Task:
Copy every line of the data that includes the string "something".

Saved data entries
⟨

PR #515, opened 2023-09-01
WIP : Add an image field partial

### LINKED ISSUE #498: We need an `image` Field Partial
Related to #464. (I think the underlying details have changed a bit since that issue was opened, and the new details point to us needing a new feature more than needing to fix a bug.)

As discussed in #464, we're currently not rendering a Profile Photo on the "Update Your Profile" page when we use ActiveStorage to handle the upload instead of Cloudinary.

CleanShot 2023-08-30 at 09 59 15

The reason that shows up like it does is that when Cloudinary is not enabled we render a simple field partial.

https://github.com/bullet-train-co/bullet_train-core/blob/2b9dea3798d625943d12c1a959d817cac71122df/bullet_train/app/views/account/users/_form.html.erb#L17-L21

I think that we really need a new type of field partial that is just `image`. And then inside the related partials we can do the checks for whether cloudinary is enabled.

That would mean that on user form we could eliminate the conditional and just do:

```ruby
<%= render 'shared/fields/image', method: :profile_photo_id %>
```

I think that developers for the most part shouldn't ever directly see `cloudinary_enabled?`, and it shouldn't be in most high-level templates.

We'll probably want to preserve the `cloudinary_image` field partials, for backwards compatibility, but we could probably just have them render the new `image` partial stuff.

jagthedrummer:
Fixes #498


gazayas:
@jagthedrummer This is great! We should definitely be showing the image whether we're using Cloudinary or ActiveStorage, so this is definitely a step up from #275! Here are some thoughts:

From #498
> I think that we really need a new type of field partial that is just image. And then inside the related partials we can do the checks for whether cloudinary is enabled.
>
> That would mean that on user form we could eliminate the conditional and just do:
> ```ruby
> <%= render 'shared/fields/image', method: :profile_photo_id %>
> ```

I agree, and I think this is the direction we should go in.

> Is there any reason that we shouldn't abstract away the details about Cloudinary vs ActiveStorage? Or to ask it another way, are there reasons that we'd want developers to have to explicitly say _cloudinary_image or _active_storage_image instead of just _image?

I don't think we need a reason for developers to think about the partial itself, I just think we'll have to make it very clear in the documentation (related to your third question) that there are two different types, and that they have to generate their models with the proper type before super scaffolding.

In the [field partials docs](https://github.com/bullet-train-co/bullet_train-core/blob/main/bullet_train/docs/field-partials.md) developers super scaffold Cloudinary images with `cloudinary_image`, so it's pretty straight-forward that they need to setup Cloudinary and look for whatever is necessary in the documentation to get set up properly (["Field partials that integrate with third-party service providers"](https://bullettrain.co/docs/field-partials#field-partials-that-integrate-with-third-party-service-providers)).

What I mean is, imagine we want to super scaffold the following:
```
rails g model Project Team title:string profile:attachment
bin/super-scaffold crud Project Team title:text_field profile:image
```

Since using `attachment` is vanilla Rails, I could see developers completely missing the fact that they have the option between ActiveStorage or Cloudinary. If the developers don't check the documentation and aren't aware, to compensate we can check if the model attribute is an `attachment` or a `string` before trying to super scaffold the image. If we do that, we can write a message in yellow with [add_additonal_step](https://github.com/bullet-train-co/bullet_train-core/blob/b8fe5dd9b789871193119fdcdc2b090d6c7ef570/bullet_train-super_scaffolding/lib/scaffolding/transformer.rb#L1259-L1261) telling the developer that they could use Cloudinary if they wanted to, or if they generated a model with a `string` that they need to add `CLOUDINARY_URL` to `config/application.yml`.
What do you think?

## Separate Partials and Stimulus Controllers
> With ActiveStorage image uploads being essentially a special case of _file_field uploads, should we try to combine all of that into a single partial and Stimulus controller, or should we explicitly separate them in both places? (Currently this PR has a separate partial, but is reusing the Stimulus controller.) I kind of lean towards separating both, just because my gut instinct is that down the road we may want to do more involved UI stuff around images that wouldn't ever apply to file uploads, and it seems potentially messy to have all of that stuff entangled in a single partial/controller.

I'm for separating all of the logic, although I think we can pass with just inserting a TODO for now and perhaps making it a separate PR if it seems like it'll be too much of a hassle for the scope of this one.

bullet_train-themes-tailwind_css/app/views/themes/tailwind_css/fields/_active_storage_image.html.erb
```diff
@@ -0,0 +1,56 @@
+<%# TODO: This is mostly just copy pasta from the field_field partial.
```
gazayas, line 1: Pasta! :spaghetti:

gazayas:
I also saw the comment you added in `bullet_train-themes-tailwind_css/app/views/themes/tailwind_css/fields/_active_storage_image.html.erb`, so I don't think another one needs to be added :+1:

gazayas:
We'll also need to register `image` as a [valid attribute type](https://github.com/bullet-train-co/bullet_train-core/blob/b8fe5dd9b789871193119fdcdc2b090d6c7ef570/bullet_train-super_scaffolding/lib/scaffolding.rb#L8-L28).

jagthedrummer:
> We'll also need to register `image` as a [valid attribute type](https://github.com/bullet-train-co/bullet_train-core/blob/b8fe5dd9b789871193119fdcdc2b090d6c7ef570/bullet_train-super_scaffolding/lib/scaffolding.rb#L8-L28).

Thanks for the pointer on this.

> Now that I'm looking over things, I have a hunch we're trying to use different commands to super scaffold things. May I ask what commands you had in mind to generate the model and scaffold it?

I honestly haven't gotten as far as thinking in any detail about how to scaffold this, so I'd appreciate any thoughts you have on it. I hadn't fully realized that the `rails g model` command (before super-scaffolding) would have to be different for Cloudinary vs ActiveStorage, but that makes sense. We'll definitely need some explicit call-outs in the docs to guide people in the right direction on that.

### Related aside

It's always seemed a little weird to me that super-scaffolding in BT is a two step process, vs the one step process of scaffolding in Rails.

For things like this `image` attribute question it would be nice if you could _only_ run the super-scaffolding command, without having to do `rails g model` first, and then BT would generate the correct model for you.

Like instead of doing:

```
rails g model Project team:references name:string logo:attachment
bin/super-scaffold crud Project Team name:text_field logo:image
```

It would be nice to be able to just do:

```
bin/super-scaffold crud Project Team name:text_field logo:image
```

In this theoretical world BT would generate the model for you and be able figure out that `name` should be a `string` because it's going to be edited as a `text_field`. And it could inspect `CLOUDINARY_URL` to determine whether to add a `logo_id` field to the table or whether to add `has_one_attachment :logo` to the model class.

(Definitely don't want to tackle any of this as part of this issue/PR, just kind of thinking out loud.)

gazayas:
@jagthedrummer

> It's always seemed a little weird to me that super-scaffolding in BT is a two step process, vs the one step process of scaffolding in Rails.
> 
> For things like this image attribute question it would be nice if you could only run the super-scaffolding command, without having to do rails g model first, and then BT would generate the correct model for you.

I had the same sentiment when I first hopped on Bullet Train, and I personally think it would be cool to Super Scaffold everything in one go. I'm sure Andrew has his reasons for separating the process, but I can't think of anything right now. I understand that it wouldn't fall under the scope of this PR, but it seems like it would be a good improvement to me. And like you said, developers wouldn't have to think about what data type to generate. With `image`, we could potentially pass an option:
```
> bin/super-scaffold crud Project Team name:text_field logo:image{cloudinary}
```

I'll keep it in the back of my mind while this PR progresses :smiley:

jagthedrummer:
@gazayas, I added some documentation about how to scaffold images (and did a small bit of clean up). https://github.com/bullet-train-co/bullet_train-core/pull/515/files#diff-cb892fa51938f0d70a696162c76e52d677065ff39b16c1170b092fac7d88ba1f

Is there anything else you think we need to do on this one before we can merge it?

bullet_train/docs/super-scaffolding.md
```diff
@@ -228,6 +228,46 @@ end
 
 Honestly, it's crazy that we got to the point where we can handle this particular use case automatically. It seems simple, but there is so much going on to make this feature work.
 
+### 7. Scaffolding image upload attributes
+
+Bullet Train comes with two different ways to handle image uploads.
+
+* Cloudinary - This option allows your app deployment to be simpler because you don't need to ship any image manipulation libraries. But it does introduce a dependence on a 3rd party service.
+* ActiveStorate - This option doesn't include reliance on a 3rd party service, but you do have to include image manipulation libararies in your deployment process.
```
gazayas, line 236: ActiveStorate > ActiveStorage

bullet_train-super_scaffolding/lib/scaffolding.rb
```diff
@@ -7,6 +7,7 @@ def self.mysql?
 
   def self.valid_attribute_type?(type)
     [
+      "active_storage_image",
```
gazayas, line 10: @jagthedrummer I don't think we'll need "active_storage_image" here (or "cloudinary_image" from this array either) since we want to use just `image` as a Super Scaffolding type.

For that reason, we should also register "image" as a partial type in `attribute.rb`:

https://github.com/bullet-train-co/bullet_train-core/blob/9983ae6944b40468ea5a7d460371d1626ae5cfe0/bullet_train-super_scaffolding/lib/scaffolding/attribute.rb#L140-L142

We could change it to this (assuming that we don't want to use `cloudinary_image` for backwards compatability):
```ruby
when "image"
  options[:height] = 200
  "image"
```

Since it's not currently registered there, I get the following when trying to scaffold an ActiveStorage image:

```
> rails g model Project team:references title:string foo:attachment
> bin/super-scaffold crud Project Team title:text_field foo:image
```

```
rake aborted!
Invalid field type: image.
/home/gazayas/work/bt/bullet_train/local/bullet_train-core/bullet_train-super_scaffolding/lib/scaffolding/attribute.rb:166:in `partial_name'
/home/gazayas/work/bt/bullet_train/local/bullet_train-core/bullet_train-super_scaffolding/lib/scaffolding/transformer.rb:656:in `block in add_attributes_to_various_views'
/home/gazayas/work/bt/bullet_train/local/bullet_train-core/bullet_train-super_scaffolding/lib/scaffolding/transformer.rb:632:in `each'
/home/gazayas/work/bt/bullet_train/local/bullet_train-core/bullet_train-super_scaffolding/lib/scaffolding/transformer.rb:632:in `each_with_index'
/home/gazayas/work/bt/bullet_train/local/bullet_train-core/bullet_train-super_scaffolding/lib/scaffolding/transformer.rb:632:in `add_attributes_to_various_views'
/home/gazayas/work/bt/bullet_train/local/bullet_train-core/bullet_train-super_scaffolding/lib/scaffolding/transformer.rb:1409:in `scaffold_crud'
/home/gazayas/work/bt/bullet_train/local/bullet_train-core/bullet_train-super_scaffolding/lib/bullet_train/super_scaffolding/scaffolders/crud_scaffolder.rb:91:in `run'
/home/gazayas/work/bt/bullet_train/local/bullet_train-core/bullet_train-super_scaffolding/lib/scaffolding/script.rb:110:in `<main>'
<internal:/home/gazayas/.rbenv/versions/3.2.2/lib/ruby/3.2.0/rubygems/core_ext/kernel_require.rb>:37:in `require'
<internal:/home/gazayas/.rbenv/versions/3.2.2/lib/ruby/3.2.0/rubygems/core_ext/kernel_require.rb>:37:in `require'
/home/gazayas/work/bt/bullet_train/local/bullet_train-core/bullet_train-super_scaffolding/lib/bullet_train/super_scaffolding.rb:26:in `run'
/home/gazayas/work/bt/bullet_train/local/bullet_train-core/bullet_train-super_scaffolding/lib/tasks/bullet_train/super_scaffolding_tasks.rake:10:in `block (2 levels) in <main>'
Tasks: TOP => bullet_train:super_scaffolding
(See full trace by running task with --trace)
```

gazayas (commented):
Besides the ActiveStorage issue I mentioned inline, I noticed that the `show` page currently doesn't work when trying to create a new object for both Cloudinary images and ActiveStorage images.

For the new `_image.html.erb` and `active_storage_image.html.erb` partials, we get the proper invocation in the forms with something like the following:
```erb
<%= render 'shared/fields/image', method: :foo %>
```

However, the show page uses [a completely different image partial](https://github.com/bullet-train-co/bullet_train-core/blob/main/bullet_train-themes/app/views/themes/base/attributes/_image.html.erb) because the invocation looks like this:
```erb
<%= render 'shared/attributes/image', attribute: :foo %>
```

I think we'll need to fix the themes image partial before merging this one.

bullet_train-super_scaffolding/lib/scaffolding.rb
gazayas: I'm not sure if I explained all of that too well, so feel free to ask away if something doesn't make sense.

jagthedrummer: Made perfect sense, @gazayas. Thanks for the assist!

I made the changes you suggested and did a little more clean up. Now scaffolding an image with the (new) documentation is working as expected for both Cloudinary and ActiveStorage.

jagthedrummer:
@gazayas, anything else you think we need to do on this one?

gazayas:
@jagthedrummer I think this PR is ready to merge! There is one thing that I don't think we need to change because I think we can safely assume that developers will use either Cloudinary or ActiveStorage images exclusively, but I'll mention it just in case.

Say we have two models where one has an ActiveStorage image and the other has a Cloudinary image:

```
rails g model Project team:references title:string profile:attachment
bin/super-scaffold crud Project Team title:text_field profile:image

rails g model Site team:references title:string photo:string
bin/super-scaffold crud Site Team title:text_field photo:image
```

If Cloudinary is enabled, the ActiveStorage image doesn't show (and vice versa):
image


If we wanted to, we could just check the object type instead of whether Cloudinary is enabled or not (from `bullet_train-themes/app/views/themes/base/attributes/_image.html.erb`)
```erb
<% if object.public_send(attribute).is_a?(ActiveStorage::Attachment) %>
  <%= image_tag photo_url_for_active_storage_attachment(object.public_send(attribute), 
<% else %>
  <%= cloudinary_image_tag object.public_send(attribute), options %>
options) %>
<% end %>
```

However, I think there would be more to edit after that to make it work properly, also like I mentioned earlier I think we can safely assume that developers will exclusively use one or the other, and I personally don't think it's currently worth the effort for the beneficial payoff that this PR offers.

If we want to we can make a new issue, but I'm currently fine with merging things as is!

jagthedrummer:
@gazayas, I agree that it doesn't seem like we need to support mixed use of Cloudinary and ActiveSupport. If someone presents a real use case for that we can always address it later.

🤘 🚀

⟩

Solution:
For the new `_image.html.erb` and `active_storage_image.html.erb` partials, we get the proper invocation in the forms with something like the following:
gazayas: I'm not sure if I explained all of that too well, so feel free to ask away if something doesn't make sense.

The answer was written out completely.